No artigo “AÇUDE CASTANHÃO: COMO UTILIZÁ-LO”, publicado pelo Jornal “O Povo” em 06/06/13, eu disse que “A continuar com a política de recursos hídricos do Estado do Ceará, há 28 anos estabelecida por sua Secretaria de Recursos Hídricos, a questão da seca está longe de ser equacionada”. Referindo-me especificamente ao Açude Castanhão eu dizia que o referido reservatório havia sido construído na cota 50m, “às portas do litoral cearense onde não há ocorrência de secas”. Citei alguns municípios onde já existe ou está na iminência de faltar água até para o consumo humano. Mas o Açude Castanhão por ter sido construído quase na foz do Rio Jaguaribe, portanto em cota muito baixa, não tem condições econômicas de suas águas serem bombeadas para solucionar problemas em cidades do Estado do Ceará de cotas muito elevadas onde predomina a caatinga. São casos como as cidades de Canindé (a apenas 90 quilômetros de Fortaleza) e Crateús ambas em cotas 148m e 281,8m, respectivamente. Canindé está a 130 quilômetros do Açude Castanhão, enquanto Crateús está a cerca de 250 quilômetros deste reservatório. Tauá está na cota 402m distante 350 quilômetros do Castanhão. São apenas alguns poucos exemplos, entre muitos, que mostram a inviabilidade técnica/econômica de levar água do Açude Castanhão para “socorrer” o abastecimento de água dessas cidades citadas. Há tempos estes problemas já deveriam ter sido solucionados com obras de açudagem simples previstas no planejamento do DNOCS.
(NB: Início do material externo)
PR #1599, opened 2026-05-09
fix(release): publish via ci-cd.yml workflow_dispatch

thehesiod:
The first live `auto-release-on-merge.yml` run for v3.7.0 (#1595) failed at the publish step:

```
The claims in this token suggest that the calling workflow is a reusable workflow.
...
Reusable workflows are not currently supported by PyPI's Trusted Publishing
functionality, and are subject to breakage.
...
##[error]Trusted publishing exchange failure:
* invalid-publisher: valid token, but no corresponding publisher
```

PyPI's Trusted Publisher matches the OIDC token's `workflow_ref` claim. The reusable-publish.yml refactor in #1597 made `auto-release-on-merge.yml` the entry point — so OIDC reported `workflow_ref=auto-release-on-merge.yml`, which doesn't match PyPI's existing `ci-cd.yml` config.

Without PyPI config write access (would need org owner), the only fix is to **make `ci-cd.yml` the actual entry point of the publish run**.

## Solution: dispatch ci-cd.yml from auto-release-on-merge.yml

`workflow_dispatch` is one of the few event types that fires from `GITHUB_TOKEN`-driven calls (the rest are blocked by GitHub's loop-prevention rule). So `auto-release-on-merge.yml` calls `gh workflow run ci-cd.yml -f tag=$VERSION`, and the resulting run has `workflow_ref=ci-cd.yml` — matching PyPI's existing config.

```mermaid
flowchart LR
    A[Release vX.Y.Z PR merges] --> B[auto-release-on-merge.yml]
    B --> C[create signed tag + draft Release]
    C --> D["gh workflow run ci-cd.yml -f tag=X.Y.Z"]
    D --> E[ci-cd.yml runs with workflow_ref=ci-cd.yml]
    E --> F[full test matrix + build]
    F --> G[pypi-publish job - PyPI Trusted Publisher matches]
```

## Changes

- **`ci-cd.yml`**: add `workflow_dispatch` trigger with `tag` input. Re-inline `pypi-publish` job (was reusable-publish.yml in #1597 — that's the refactor PyPI's restriction invalidates). Gate fires on `tag-push OR workflow_dispatch with tag input`. Version sourced from `inputs.tag || github.ref_name`.
- **`auto-release-on-merge.yml`**: drop the `build` and `publish` jobs. After `tag-and-release`, `gh workflow run ci-cd.yml --ref $VERSION -f tag=$VERSION`.
- **`reusable-publish.yml`**: deleted. No callers, and PyPI rejects it as a reusable anyway.

## Trade-offs

- Publish becomes asynchronous from `auto-release-on-merge`'s view. Maintainer monitors the dispatched ci-cd.yml run separately. Acceptable — the GitHub Release stays draft until the maintainer publishes it manually after PyPI confirms.
- The dispatched ci-cd.yml run re-runs the full test matrix before publishing. Slower (~5min for matrix) but a real safety win — publish is gated on tests passing on the tag commit.
- Manual `git push origin <tag>` from a maintainer's local still works (tag-push trigger fires, same `pypi-publish` job runs).

## Immediate fix for v3.7.0

This PR doesn't republish 3.7.0. After it merges, choices for v3.7.0:

1. **Manual `twine upload` from local** — download the build artifact from the failed run (https://github.com/aio-libs/aiobotocore/actions/runs/25597481808), `twine upload dist/*` with PyPI API token. Fastest.
2. **Dispatch ci-cd.yml manually** after this PR lands — `gh workflow run ci-cd.yml --ref 3.7.0 -f tag=3.7.0` from your local. Clean, runs full CI gate.

## Test plan

- [x] Pre-commit clean.
- [ ] First post-merge release (next time `draft-release` is invoked + a release PR merges) exercises the dispatch path end-to-end.


thehesiod:
Both addressed in `3d288b1`:

- **actions: write** added to the job's permissions block alongside `contents: write`. Verified: `gh workflow run` does call `POST /repos/.../actions/workflows/.../dispatches` which requires that scope; without it the dispatch would 403 and the new release path would silently fail on the next release. Good catch — would have re-broken the same flow this PR is meant to fix.
- `outputs.version` declaration dropped (no consumer left after the publish job was removed).

Also acknowledged the third observation (`--ref $VERSION` ordering): the tag is created synchronously by `gh release create --target` via the Releases API in the previous step, so by the time `gh workflow run --ref $VERSION` runs, the tag is visible. No race.

PR #1600, opened 2026-05-09
fix(release): dispatch ci-cd.yml against merge commit SHA, not tag

thehesiod:
Two related fixes surfaced after #1599 landed:

## 1. Drop `--draft` so the tag actually gets created

After #1599 merged, manually running `gh workflow run ci-cd.yml --ref 3.7.0 -f tag=3.7.0` to publish v3.7.0 hit:

```
PS> gh workflow run ci-cd.yml --ref 3.7.0 -f tag=3.7.0
could not create workflow dispatch event: HTTP 422: No ref found for: 3.7.0
```

Root cause: `gh release create --draft` does NOT create the tag at the target commit — the tag is only created when the Release is published (un-drafted). So `--ref $VERSION` 422s because the tag literally doesn't exist as a ref yet. The same bug was in `auto-release-on-merge.yml`'s dispatch step.

Earlier exploration considered keeping `--draft` and dispatching with `--ref $MERGE_SHA` instead — but `gh workflow run --ref` only accepts branch or tag names, not commit SHAs. Dead end.

**Fix:** drop `--draft` from `gh release create`. The Releases API creates the signed tag immediately at `--target $MERGE_SHA`, and the dispatch step can `--ref $VERSION` directly.

**Trade-off:** the GitHub Release becomes visible the moment `auto-release-on-merge.yml` finishes — ~5-10 min before PyPI catches up via the dispatched ci-cd.yml run. A watcher hitting the release page during that window sees a release that `pip install` can't find for a few minutes. Acceptable in exchange for:

- No more manual un-draft step (release becomes fully unattended)
- Simpler workflow (one ref, no SHA-vs-tag confusion)
- Tag exists for the dispatch (no 422)

If `--draft` safety becomes important later, the path is to provision a PAT/App token, push the tag with that, and let `ci-cd.yml`'s existing tag-push trigger handle publish — that lets us go back to draft semantics. Tracked as a follow-up; not needed for the current flow.

## 2. Switch `claude.yml` from Opus to Sonnet

`claude.yml` runs Opus for every PR review and `@claude` response. ~30 `claude.yml` runs in the past 4 hours during this development session, ~5-10 actually executing reviews — Opus per-run cost is $1-5, so daily cost climbs fast.

PR-review and `@claude` traffic in this repo is shape-equivalent to the `botocore-sync` classify job, which has been on Sonnet from the start (~$0.10/run, vs ~$1+ for Opus on the same workload). No observable quality gap for those tasks.

Switched the default `--model` to `sonnet`. Future PR can add prompt-content / label-based routing to escalate to Opus on demand.

## Test plan

- [x] Pre-commit clean.
- [ ] Next live `Release v...` PR merge: verify the tag is created immediately (no draft), the dispatch fires successfully against `--ref X.Y.Z`, and `pypi-publish` runs to completion.
- [ ] Next PR push: verify `claude.yml` runs on Sonnet (check the run log; cost-meter should drop noticeably across the next ~10 runs).

### DIFF
--- a/.github/workflows/auto-release-on-merge.yml
+++ b/.github/workflows/auto-release-on-merge.yml
@@ -129,6 +129,7 @@ jobs:
       env:
         GH_TOKEN: ${{ secrets.GITHUB_TOKEN }}
         VERSION: ${{ steps.ver.outputs.version }}
+        MERGE_SHA: ${{ github.event.pull_request.merge_commit_sha }}
       # Trigger ``ci-cd.yml`` via ``workflow_dispatch`` so the actual
       # PyPI publish runs from there. PyPI's Trusted Publisher matches
       # against the OIDC token's ``workflow_ref``, which for a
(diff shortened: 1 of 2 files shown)


thehesiod:
@jakob-keller due to a painful infra situation, i've had to update it to not be a draft and instead go ahead and create the release to ensure the shas match.  we still have to manually approve the publish and after that a 15m cooldown, so i think we're still ok.  also of course you have to merge the PR

thehesiod:
also bumped down the pr reviewer to sonnet, because i burned through >$50 in api tokens for this just today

Ao concluir, refiro-me ao artigo do ilustre Prefeito de Jaguaribara, Francini Guedes, publicado no Jornal “O Povo” no dia 22 de julho último, denominado “COMO APRIMORAR O USO DO CASTANHÃO”. Gostaria de lembrar ao distinto Prefeito que a discussão em torno do Açude Castanhão, que durou 14 anos, foi quanto ao seu porte alto acumulando 6,7 bilhões de m3 de água. Se este reservatório tivesse sido construído com, no máximo, 1,2 bilhão de m3 a cidade de Jaguaribara e seu povo não teriam sido sacrificados. Sua vazão regularizada nesta situação seria de 12,00 m3/s. À época não se falava em Porto do Pecém, nem em refinaria e nem em siderúrgica. Mas todos usos seriam atendidos com sobras, visto que as duas indústrias citadas necessitam de apenas 3,00 m3/s para seu funcionamento sem se falar na possibilidade de reuso (reaproveitamento) das águas servidas da capital cearense a partir da estação de tratamento situada na Barra do Ceará. A Região Metropolitana de Fortaleza-RMF na ocasião das referidas discussões já contava com os Açudes Orós (12,00 m3/s) e Banabuiú (11,00 m3) e mais recentemente com o Açude Figueiredo (2,00 m3/s) concluído pelo extraordinário DNOCS no final do ano passado. São detalhes que a sociedade por si só, não tem condições técnicas de assimilar e de perceber precisando de esclarecimentos (contra-ponto) para não ficar à mercê de falsas e distorcidas interpretações.
Seria oportuno ainda lembrar que o Açude Castanhão também constou no Tribunal da Água (uma analogia do Tribunal Internacional da Água com sede em Copenhague, Dinamarca) promovido, em Florianópolis, pela Fundação Água Viva da Universidade Federal de Santa Catarina. O referido Tribunal, um júri simulado, foi composto de um Presidente, de sete jurados, de uma Comissão de Peritos e de uma Secretaria Administrativa. A Secretaria de Recursos Hídricos do Ceará e o DNOCS mandaram para esse encontro dois dos seus mais destacados engenheiros. O julgamento do Açude Castanhão ocorreu no dia 28 de abril de 1993. No final, este empreendimento foi reprovado por sete votos a zero “indicando todos os erros nele contidos, tanto sob a ótica técnica, como econômica, social e ambiental”.
* Cássio Borges,
Engenheiro civil e especialista em recursos hídricos e barragem.